### Work required
Repeat only the lines below from the one containing "芒果TV http://www.mgtv.com 视频下载失败" through the one containing "and debug logs.", inclusive, exactly as written.

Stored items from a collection
***

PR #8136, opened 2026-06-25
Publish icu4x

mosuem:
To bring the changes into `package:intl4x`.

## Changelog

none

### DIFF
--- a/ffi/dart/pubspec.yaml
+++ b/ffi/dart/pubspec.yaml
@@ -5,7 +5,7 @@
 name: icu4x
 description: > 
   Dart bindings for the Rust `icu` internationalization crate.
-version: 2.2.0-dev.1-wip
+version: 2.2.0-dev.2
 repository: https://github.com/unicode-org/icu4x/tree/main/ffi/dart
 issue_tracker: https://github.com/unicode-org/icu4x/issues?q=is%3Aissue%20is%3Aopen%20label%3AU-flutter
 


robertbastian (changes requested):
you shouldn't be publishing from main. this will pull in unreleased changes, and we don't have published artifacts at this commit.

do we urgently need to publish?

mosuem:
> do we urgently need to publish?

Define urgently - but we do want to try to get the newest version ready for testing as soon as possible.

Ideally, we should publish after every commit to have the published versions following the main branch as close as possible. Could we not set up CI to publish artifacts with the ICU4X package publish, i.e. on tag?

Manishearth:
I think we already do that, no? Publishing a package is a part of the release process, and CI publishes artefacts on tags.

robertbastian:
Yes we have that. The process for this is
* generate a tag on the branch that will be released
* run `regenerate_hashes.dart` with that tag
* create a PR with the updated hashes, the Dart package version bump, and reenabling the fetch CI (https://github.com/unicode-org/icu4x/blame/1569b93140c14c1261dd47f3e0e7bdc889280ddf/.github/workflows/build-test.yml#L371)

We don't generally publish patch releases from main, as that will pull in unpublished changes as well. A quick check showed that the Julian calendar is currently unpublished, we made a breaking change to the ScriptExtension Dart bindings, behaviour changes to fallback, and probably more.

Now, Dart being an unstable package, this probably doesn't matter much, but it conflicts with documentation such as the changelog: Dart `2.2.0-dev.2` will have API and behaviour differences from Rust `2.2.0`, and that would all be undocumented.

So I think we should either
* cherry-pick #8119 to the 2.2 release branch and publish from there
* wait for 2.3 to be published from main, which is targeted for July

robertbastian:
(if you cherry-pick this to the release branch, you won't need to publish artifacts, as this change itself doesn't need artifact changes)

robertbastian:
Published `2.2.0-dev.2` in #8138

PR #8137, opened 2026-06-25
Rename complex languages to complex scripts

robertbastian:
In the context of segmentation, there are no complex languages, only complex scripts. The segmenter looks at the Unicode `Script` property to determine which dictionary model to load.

***

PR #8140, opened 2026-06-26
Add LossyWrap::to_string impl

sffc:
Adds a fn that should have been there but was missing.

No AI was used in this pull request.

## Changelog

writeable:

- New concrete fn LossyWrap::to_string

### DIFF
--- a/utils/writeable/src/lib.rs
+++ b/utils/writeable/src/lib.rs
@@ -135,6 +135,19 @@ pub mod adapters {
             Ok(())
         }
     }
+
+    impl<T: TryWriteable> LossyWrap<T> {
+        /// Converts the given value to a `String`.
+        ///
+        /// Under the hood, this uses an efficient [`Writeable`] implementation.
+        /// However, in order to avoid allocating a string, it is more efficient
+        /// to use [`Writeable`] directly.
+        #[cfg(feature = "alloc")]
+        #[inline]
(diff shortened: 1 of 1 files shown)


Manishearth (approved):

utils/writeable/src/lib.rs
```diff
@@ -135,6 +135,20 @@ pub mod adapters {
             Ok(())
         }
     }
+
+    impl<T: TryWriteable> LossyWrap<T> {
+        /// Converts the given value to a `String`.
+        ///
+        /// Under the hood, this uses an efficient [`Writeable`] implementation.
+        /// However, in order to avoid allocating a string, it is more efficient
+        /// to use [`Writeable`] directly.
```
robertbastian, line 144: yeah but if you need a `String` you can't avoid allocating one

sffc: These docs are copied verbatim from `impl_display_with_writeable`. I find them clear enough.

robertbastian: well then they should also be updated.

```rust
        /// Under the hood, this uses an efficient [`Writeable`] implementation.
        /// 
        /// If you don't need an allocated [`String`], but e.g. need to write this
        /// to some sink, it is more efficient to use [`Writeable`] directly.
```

***

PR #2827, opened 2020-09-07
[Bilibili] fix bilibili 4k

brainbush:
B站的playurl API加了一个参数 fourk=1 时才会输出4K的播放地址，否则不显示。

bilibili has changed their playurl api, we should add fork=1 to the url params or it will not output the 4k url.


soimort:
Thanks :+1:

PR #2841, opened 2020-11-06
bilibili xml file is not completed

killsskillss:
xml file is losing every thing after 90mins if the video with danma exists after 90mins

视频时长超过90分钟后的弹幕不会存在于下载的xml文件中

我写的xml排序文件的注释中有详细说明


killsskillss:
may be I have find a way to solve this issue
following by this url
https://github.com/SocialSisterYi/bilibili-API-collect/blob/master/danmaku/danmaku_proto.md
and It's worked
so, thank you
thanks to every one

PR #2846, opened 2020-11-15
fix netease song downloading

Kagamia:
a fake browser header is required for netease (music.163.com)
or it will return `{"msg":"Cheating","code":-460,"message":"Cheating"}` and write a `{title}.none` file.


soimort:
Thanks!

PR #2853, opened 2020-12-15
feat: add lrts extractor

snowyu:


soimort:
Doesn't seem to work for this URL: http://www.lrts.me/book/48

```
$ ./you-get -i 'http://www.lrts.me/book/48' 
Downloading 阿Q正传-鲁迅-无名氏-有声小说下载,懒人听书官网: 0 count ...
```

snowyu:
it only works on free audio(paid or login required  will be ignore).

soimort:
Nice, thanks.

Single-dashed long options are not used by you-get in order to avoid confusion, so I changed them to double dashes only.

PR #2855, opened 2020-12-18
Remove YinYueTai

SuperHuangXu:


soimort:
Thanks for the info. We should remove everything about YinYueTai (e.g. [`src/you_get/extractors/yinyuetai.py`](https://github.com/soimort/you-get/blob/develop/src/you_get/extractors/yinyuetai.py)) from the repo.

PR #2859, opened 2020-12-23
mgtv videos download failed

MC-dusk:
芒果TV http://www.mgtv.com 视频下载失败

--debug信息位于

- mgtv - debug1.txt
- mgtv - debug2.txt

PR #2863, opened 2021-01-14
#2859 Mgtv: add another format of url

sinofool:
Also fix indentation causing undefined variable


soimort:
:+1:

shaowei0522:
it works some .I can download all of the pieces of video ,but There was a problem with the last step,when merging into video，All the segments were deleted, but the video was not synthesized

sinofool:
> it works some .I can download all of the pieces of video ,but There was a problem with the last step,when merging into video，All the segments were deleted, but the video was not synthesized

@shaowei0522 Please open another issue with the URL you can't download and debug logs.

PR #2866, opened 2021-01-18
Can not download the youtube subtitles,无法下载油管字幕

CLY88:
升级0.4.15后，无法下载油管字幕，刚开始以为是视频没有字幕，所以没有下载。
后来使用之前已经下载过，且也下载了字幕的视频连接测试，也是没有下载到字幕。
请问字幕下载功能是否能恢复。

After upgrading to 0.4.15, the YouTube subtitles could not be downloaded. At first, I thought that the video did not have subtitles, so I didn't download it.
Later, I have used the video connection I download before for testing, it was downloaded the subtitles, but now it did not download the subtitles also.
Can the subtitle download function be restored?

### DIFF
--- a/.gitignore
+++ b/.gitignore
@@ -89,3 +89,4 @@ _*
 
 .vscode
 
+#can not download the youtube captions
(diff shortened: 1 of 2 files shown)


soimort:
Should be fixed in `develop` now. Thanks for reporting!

***

### Written solution
芒果TV http://www.mgtv.com 视频下载失败

--debug信息位于

- mgtv - debug1.txt
- mgtv - debug2.txt

PR #2863, opened 2021-01-14
#2859 Mgtv: add another format of url

sinofool:
Also fix indentation causing undefined variable


soimort:
:+1:

shaowei0522:
it works some .I can download all of the pieces of video ,but There was a problem with the last step,when merging into video，All the segments were deleted, but the video was not synthesized

sinofool:
> it works some .I can download all of the pieces of video ,but There was a problem with the last step,when merging into video，All the segments were deleted, but the video was not synthesized

@shaowei0522 Please open another issue with the URL you can't download and debug logs.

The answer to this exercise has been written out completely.